> _DESCRIPTION OF THE TASK_
Pick out all lines of the entries that include the word "rctx" and copy them.

> _TASK DATA_
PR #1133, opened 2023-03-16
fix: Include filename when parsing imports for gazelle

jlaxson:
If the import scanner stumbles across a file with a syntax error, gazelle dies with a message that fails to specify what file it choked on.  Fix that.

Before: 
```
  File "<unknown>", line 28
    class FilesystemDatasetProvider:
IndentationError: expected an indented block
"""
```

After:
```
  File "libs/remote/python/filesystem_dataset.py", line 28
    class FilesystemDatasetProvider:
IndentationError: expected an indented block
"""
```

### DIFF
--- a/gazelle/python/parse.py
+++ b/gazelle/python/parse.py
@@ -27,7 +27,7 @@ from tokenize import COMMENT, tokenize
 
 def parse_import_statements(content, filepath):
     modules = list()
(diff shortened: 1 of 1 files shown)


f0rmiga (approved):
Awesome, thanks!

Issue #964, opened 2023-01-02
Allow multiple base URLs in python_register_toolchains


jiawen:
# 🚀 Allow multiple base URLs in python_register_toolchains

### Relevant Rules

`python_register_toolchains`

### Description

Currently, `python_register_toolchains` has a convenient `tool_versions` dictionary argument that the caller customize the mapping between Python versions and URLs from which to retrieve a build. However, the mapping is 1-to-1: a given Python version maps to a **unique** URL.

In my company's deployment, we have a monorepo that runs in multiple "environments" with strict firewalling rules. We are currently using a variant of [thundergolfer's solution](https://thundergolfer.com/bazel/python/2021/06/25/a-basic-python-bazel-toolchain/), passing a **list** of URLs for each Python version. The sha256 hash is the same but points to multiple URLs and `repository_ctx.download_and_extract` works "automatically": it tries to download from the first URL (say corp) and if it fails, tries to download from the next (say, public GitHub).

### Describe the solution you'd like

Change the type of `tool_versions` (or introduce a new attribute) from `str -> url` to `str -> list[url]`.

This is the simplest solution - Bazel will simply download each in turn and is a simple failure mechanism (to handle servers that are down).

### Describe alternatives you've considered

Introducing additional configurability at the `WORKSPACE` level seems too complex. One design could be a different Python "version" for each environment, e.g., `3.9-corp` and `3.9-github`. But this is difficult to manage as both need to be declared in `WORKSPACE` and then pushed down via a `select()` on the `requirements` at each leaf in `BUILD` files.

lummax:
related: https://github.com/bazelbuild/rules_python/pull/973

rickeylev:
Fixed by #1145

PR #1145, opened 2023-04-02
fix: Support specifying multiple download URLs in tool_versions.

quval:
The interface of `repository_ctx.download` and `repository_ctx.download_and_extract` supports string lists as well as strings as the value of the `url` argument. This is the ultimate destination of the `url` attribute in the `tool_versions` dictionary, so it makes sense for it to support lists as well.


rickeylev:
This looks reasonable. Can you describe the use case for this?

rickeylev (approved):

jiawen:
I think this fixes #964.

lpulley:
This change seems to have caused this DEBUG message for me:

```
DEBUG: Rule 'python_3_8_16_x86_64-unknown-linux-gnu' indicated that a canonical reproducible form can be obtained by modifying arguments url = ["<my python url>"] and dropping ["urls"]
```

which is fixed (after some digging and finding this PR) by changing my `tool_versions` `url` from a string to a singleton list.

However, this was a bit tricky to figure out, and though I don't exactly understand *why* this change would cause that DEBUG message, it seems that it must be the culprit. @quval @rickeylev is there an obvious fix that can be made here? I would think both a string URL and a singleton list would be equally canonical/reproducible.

...

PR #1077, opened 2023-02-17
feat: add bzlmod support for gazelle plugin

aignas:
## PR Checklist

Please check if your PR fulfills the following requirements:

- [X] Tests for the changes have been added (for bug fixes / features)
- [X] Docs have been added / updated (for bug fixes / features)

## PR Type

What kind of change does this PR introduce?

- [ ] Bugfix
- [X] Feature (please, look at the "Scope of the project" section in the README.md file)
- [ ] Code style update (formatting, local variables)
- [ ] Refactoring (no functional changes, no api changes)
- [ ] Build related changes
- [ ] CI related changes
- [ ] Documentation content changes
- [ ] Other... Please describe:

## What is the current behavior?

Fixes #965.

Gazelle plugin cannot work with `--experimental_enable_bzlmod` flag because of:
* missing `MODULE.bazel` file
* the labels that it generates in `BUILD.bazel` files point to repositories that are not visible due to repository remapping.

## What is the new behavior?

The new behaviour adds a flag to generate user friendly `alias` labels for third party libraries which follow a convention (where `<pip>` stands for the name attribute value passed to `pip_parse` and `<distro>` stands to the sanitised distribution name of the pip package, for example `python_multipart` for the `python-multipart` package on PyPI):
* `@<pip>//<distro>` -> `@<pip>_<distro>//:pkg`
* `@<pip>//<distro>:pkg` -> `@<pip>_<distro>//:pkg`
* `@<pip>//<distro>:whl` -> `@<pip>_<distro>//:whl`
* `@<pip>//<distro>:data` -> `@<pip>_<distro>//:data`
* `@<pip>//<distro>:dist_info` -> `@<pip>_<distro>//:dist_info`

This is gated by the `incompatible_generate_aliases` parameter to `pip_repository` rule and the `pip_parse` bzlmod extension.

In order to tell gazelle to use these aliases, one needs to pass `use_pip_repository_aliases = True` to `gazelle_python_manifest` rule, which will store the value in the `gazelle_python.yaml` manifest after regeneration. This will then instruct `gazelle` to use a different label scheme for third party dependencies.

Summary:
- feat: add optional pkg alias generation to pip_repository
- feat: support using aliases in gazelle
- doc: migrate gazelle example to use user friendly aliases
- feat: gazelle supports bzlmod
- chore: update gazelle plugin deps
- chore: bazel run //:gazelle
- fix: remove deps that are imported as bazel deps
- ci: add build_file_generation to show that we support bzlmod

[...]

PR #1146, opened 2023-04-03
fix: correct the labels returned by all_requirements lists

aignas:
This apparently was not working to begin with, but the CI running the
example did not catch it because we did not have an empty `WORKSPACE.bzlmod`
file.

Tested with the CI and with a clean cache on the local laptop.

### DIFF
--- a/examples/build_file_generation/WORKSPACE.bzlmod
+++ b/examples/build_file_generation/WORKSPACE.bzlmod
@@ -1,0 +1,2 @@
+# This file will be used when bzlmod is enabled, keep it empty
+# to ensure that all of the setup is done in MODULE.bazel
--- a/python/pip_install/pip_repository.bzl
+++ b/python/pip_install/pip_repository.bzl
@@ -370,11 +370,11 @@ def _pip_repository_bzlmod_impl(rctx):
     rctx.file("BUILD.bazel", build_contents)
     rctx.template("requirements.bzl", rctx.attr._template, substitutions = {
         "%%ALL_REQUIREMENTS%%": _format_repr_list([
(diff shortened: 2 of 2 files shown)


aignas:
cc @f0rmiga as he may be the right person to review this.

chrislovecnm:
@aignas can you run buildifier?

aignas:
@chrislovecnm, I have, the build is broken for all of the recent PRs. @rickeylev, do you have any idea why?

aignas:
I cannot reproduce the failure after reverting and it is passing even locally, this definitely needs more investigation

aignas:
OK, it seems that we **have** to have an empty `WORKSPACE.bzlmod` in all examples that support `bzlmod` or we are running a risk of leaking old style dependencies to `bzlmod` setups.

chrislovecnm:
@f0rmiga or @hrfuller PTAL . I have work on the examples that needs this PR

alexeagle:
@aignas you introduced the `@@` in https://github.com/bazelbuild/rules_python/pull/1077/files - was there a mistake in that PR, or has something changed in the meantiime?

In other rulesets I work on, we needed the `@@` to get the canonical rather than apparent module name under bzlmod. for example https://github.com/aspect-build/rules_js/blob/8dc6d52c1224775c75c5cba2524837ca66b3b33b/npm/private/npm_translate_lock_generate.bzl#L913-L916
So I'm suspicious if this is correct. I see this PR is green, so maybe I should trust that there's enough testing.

--

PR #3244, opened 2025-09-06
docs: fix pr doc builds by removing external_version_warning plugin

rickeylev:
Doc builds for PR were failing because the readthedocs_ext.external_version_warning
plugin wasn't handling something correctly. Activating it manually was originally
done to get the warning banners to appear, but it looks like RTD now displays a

> _RESPONSE AREA_
@@ -370,11 +370,11 @@ def _pip_repository_bzlmod_impl(rctx):
     rctx.file("BUILD.bazel", build_contents)
     rctx.template("requirements.bzl", rctx.attr._template, substitutions = {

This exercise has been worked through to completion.